On Thu Jan 5 17:54:45 2023 +0000, Francisco Casas wrote:
(1) Q: Why does this only affect object loads? A: Because only object
loads grab the deref directly instead of just referring to the LOAD instruction. Q: But don't regular loads have the same problem? A: No, because a sequence like
2: var 3: var = @2 4: var
gets turned into
... 4: @2 (modulo replicate swizzle, which I think we have a pass to remove),
and we can't ever turn that *back* into "4: var" because var was written in the previous instruction.
Yes, regular loads only return "true" if the instruction itself is removed and srcs to it are replaced, and since the number of instructions is finite, this can only happen a finite number of times. The swizzle created by copy_propagation_transform_load() is indeed removed by the remove_trivial_swizzles() pass, if it is trivial.
In theory the same restriction *should* be what's preventing object
loads from being affected, but that's not really feasible, is it... Object loads don't replace the instruction itself and instead just seek for replacements for their inner derefs, and sometimes these replacement derefs can be the same deref (albeit, naturally coming from a different instruction).
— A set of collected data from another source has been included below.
PR #1055, opened 2023-08-31
async appendRows response validation

vishalkarve15:


bigquery-connector-common/src/main/java/com/google/cloud/bigquery/connector/common/BigQueryDirectDataWriterHelper.java
```diff
@@ -253,6 +259,13 @@ public long finalizeStream() throws IOException {
     if (this.protoRows.getSerializedRowsCount() != 0) {
       sendAppendRowsRequest();
     }
+    try {
+      ApiFutures.allAsList(appendRowsFutures).get();
```
davidrabinowitz, line 263: There's no validation on the result. What happens if one of the validateAppendRowsResponse() calls throws exception? It is done in another thread

vishalkarve15: It is done on line 206-211. These are validated futures.

bigquery-connector-common/src/main/java/com/google/cloud/bigquery/connector/common/BigQueryDirectDataWriterHelper.java
```diff
@@ -253,6 +259,13 @@ public long finalizeStream() throws IOException {
...
+    } catch (InterruptedException | ExecutionException e) {
+      throw new BigQueryConnectorException("Could not retrieve AppendRowsResponse", e);
+    } finally {
+      appendRowsExecutor.shutdown();
+    }
```
agrawal-siddharth, line 268: A consequence of checking the async results here in finalizeStream() is that all (unless throttled by the write client library) rows will get sent regardless of an earlier failure. This could cause greater stress on the server. For example, if a request resulted in a resource-exceeded quota error, the additional rows would be sent anyway. One way to mitigate this is to check the status of any outstanding responses that may have already completed, at the beginning of sendAppendRowsRequest(). If a failure is detected at that time, we can throw an exception and cause an abort right away.

agrawal-siddharth (changes requested):

bigquery-connector-common/src/main/java/com/google/cloud/bigquery/connector/common/BigQueryDirectDataWriterHelper.java
```diff
@@ -63,6 +68,9 @@ public class BigQueryDirectDataWriterHelper {
   private long appendRequestSizeBytes = 0; // number of bytes waiting for the next append request
   private long writeStreamRowCount = 0; // total offset / rows of the current write-stream
 
+  private final ExecutorService appendRowsExecutor = Executors.newSingleThreadExecutor();
```
arunkumarchacko, line 71: Do you think making this static and having a common threadpool is beneficial?

bigquery-connector-common/src/main/java/com/google/cloud/bigquery/connector/common/BigQueryDirectDataWriterHelper.java
```diff
@@ -253,6 +259,13 @@ public long finalizeStream() throws IOException {
     if (this.protoRows.getSerializedRowsCount() != 0) {
       sendAppendRowsRequest();
     }
+    try {
+      ApiFutures.allAsList(appendRowsFutures).get();
+    } catch (InterruptedException | ExecutionException e) {
+      throw new BigQueryConnectorException("Could not retrieve AppendRowsResponse", e);
```
arunkumarchacko, line 265: Should we log and throw? Also include some debug information along with the message. eg: tablePath

bigquery-connector-common/src/main/java/com/google/cloud/bigquery/connector/common/BigQueryDirectDataWriterHelper.java
```diff
@@ -253,6 +259,13 @@ public long finalizeStream() throws IOException {
...
+    } finally {
+      appendRowsExecutor.shutdown();
```
arunkumarchacko, line 267: should we add a check at other public methods to assert that no operation is done after the executor is shutdown?

bigquery-connector-common/src/main/java/com/google/cloud/bigquery/connector/common/BigQueryDirectDataWriterHelper.java
```diff
@@ -195,8 +203,12 @@ private void sendAppendRowsRequest() throws IOException {
 
     ApiFuture<AppendRowsResponse> appendRowsResponseApiFuture =
         streamWriter.append(protoRows.build(), offset);
-    validateAppendRowsResponse(appendRowsResponseApiFuture, offset);
-
+    ApiFuture<AppendRowsResponse> validatedAppendRowsFuture =
+        ApiFutures.transformAsync(
+            appendRowsResponseApiFuture,
+            appendRowsResponse -> validateAppendRowsResponse(appendRowsResponse, offset),
```
arunkumarchacko, line 209: Is it ok if there is a race b/w rows? For e.g. a row1 is inserted by client at t1 and row2 inserted at t2 (t2 > t1), but row2 got inserted in the table before row1.

bigquery-connector-common/src/main/java/com/google/cloud/bigquery/connector/common/BigQueryDirectDataWriterHelper.java
agrawal-siddharth: This change has been made in https://github.com/GoogleCloudDataproc/spark-bigquery-connector/pull/1057

bigquery-connector-common/src/main/java/com/google/cloud/bigquery/connector/common/BigQueryDirectDataWriterHelper.java
agrawal-siddharth: This change has been made in https://github.com/GoogleCloudDataproc/spark-bigquery-connector/pull/1057

bigquery-connector-common/src/main/java/com/google/cloud/bigquery/connector/common/BigQueryDirectDataWriterHelper.java
agrawal-siddharth: The executor will throw an exception if it is used after being shutdown.

bigquery-connector-common/src/main/java/com/google/cloud/bigquery/connector/common/BigQueryDirectDataWriterHelper.java
agrawal-siddharth: Such a race should not occur. This is because the requests are being inserted on a single thread. With bidi streaming we are guaranteed that requests will be sent in order, and corresponding responses will arrive in order.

Still, we should have tests for that case. We should also have tests
for assignment-to-self where swizzles are involved, probably including both swizzles that have "loops" (e.g. "var.xy = var.xz") and those that don't (e.g. "var.xy = var.yx"). Okay, I will add some on another branch where I am working with swizzles.
I also feel like there's some way that we should be able to remember
why this only matters for object loads. Maybe we can write a code comment to the effect of the above. But it's also possible that we should be handling this not in copy_propagation_transform_object_load() but rather in copy_propagation_record_store(), even though that requires peeking at the RHS. Not sure about that one. Okay, I will add a comment. Hmm, I can't think of a simple way of solving this in copy_propagation_record_store(), but maybe I haven't thought it enough.
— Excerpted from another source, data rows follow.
PR #1058, opened 2023-09-08
View names will appear in query plan instead of the materialized table

davidrabinowitz:


isha97 (approved):

bigquery-connector-common/src/main/java/com/google/cloud/bigquery/connector/common/BigQueryUtil.java
```diff
@@ -594,4 +594,11 @@ static Field adjustField(Field field, @Nullable Field existingField) {
     // no adjustment
     return field;
   }
+
+  public static String prepareQueryForLog(String query, int maxLength) {
+    String noNewLinesQuery = query.replace("\n", "");
+    return noNewLinesQuery.length() > maxLength
+        ? noNewLinesQuery.substring(0, maxLength) + /* ellipsis */ '\u2026'
```
arunkumarchacko, line 601: can consider logging the truncated part length.

bigquery-connector-common/src/main/java/com/google/cloud/bigquery/connector/common/BigQueryUtil.java
```diff
@@ -594,4 +594,11 @@ static Field adjustField(Field field, @Nullable Field existingField) {
     // no adjustment
     return field;
   }
+
+  public static String prepareQueryForLog(String query, int maxLength) {
+    String noNewLinesQuery = query.replace("\n", "");
```
vishalkarve15, line 599: A suggestion is to replace "\n" with "\\n". This makes it more readable if there are comments.

bigquery-connector-common/src/main/java/com/google/cloud/bigquery/connector/common/BigQueryUtil.java
davidrabinowitz: The full query is in the log. We put the first 50 characters, and it is just for the query plan

bigquery-connector-common/src/main/java/com/google/cloud/bigquery/connector/common/BigQueryUtil.java
davidrabinowitz: Done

(2) We're going to need to get rid of these assignments anyway,
though. Consider the last test, which still fails—I assume because we're left with object load/stores in the IR and we can't translate those to sm4. The endless loop seems to happen when there are uninitialized objects such as in the first test (or in the second test for now, because we are lacking more support for object components) because copy-prop indeed can't get rid of these assignments. If a shader ends up with references to uninitialized objects it should not compile, but we can only check for those after copy propagation (or we will get false positives), in the `validate_static_object_references` pass. The last test fails for now because it also requires more support for object components; when this patch is added on top of my master6 branch the test passes.
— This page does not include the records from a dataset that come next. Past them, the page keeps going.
PR #1061, opened 2023-09-12
Handle NPE case when reading BQ table with NUMERIC fields

hayssams:
Fix Null pointer exception when updating an existing bigquery table with NUMERIC attributes without scale and precision explicitly set

### DIFF
--- a/CHANGES.md
+++ b/CHANGES.md
@@ -2,6 +2,7 @@
 
 ## Next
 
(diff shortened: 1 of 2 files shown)


vishalkarve15:
This happens when "readDataFormat" option is set to "avro".

vishalkarve15 (approved):

vishalkarve15:
Thank you for your contribution, @hayssams !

(3) Why does that test require sm5? For that matter, can't we write it
so that it uses a sample rather than a load, and that way it can work on sm1 as well. Only sm >= 5 supports objects as struct members, so I decided to use Load to save it from defining a sampler.
Oh sorry, I skipped this part:
So I'd advocate for doing this in a pass before copy-prop. We don't actually need copy-prop to achieve it, we just want to look for stores whose rhs is a load from the same variable.
Yes, but I am not sure yet if self-assignments are the only way in which the derefs can be equal. The solution proposed by Giovanni could also do the trick if non-static object references are also a requirement for this problem.
We could leave an "assert(!hlsl_derefs_are_equal())" in copy-prop though.
Yes, it would make sense to do this if we use that approach.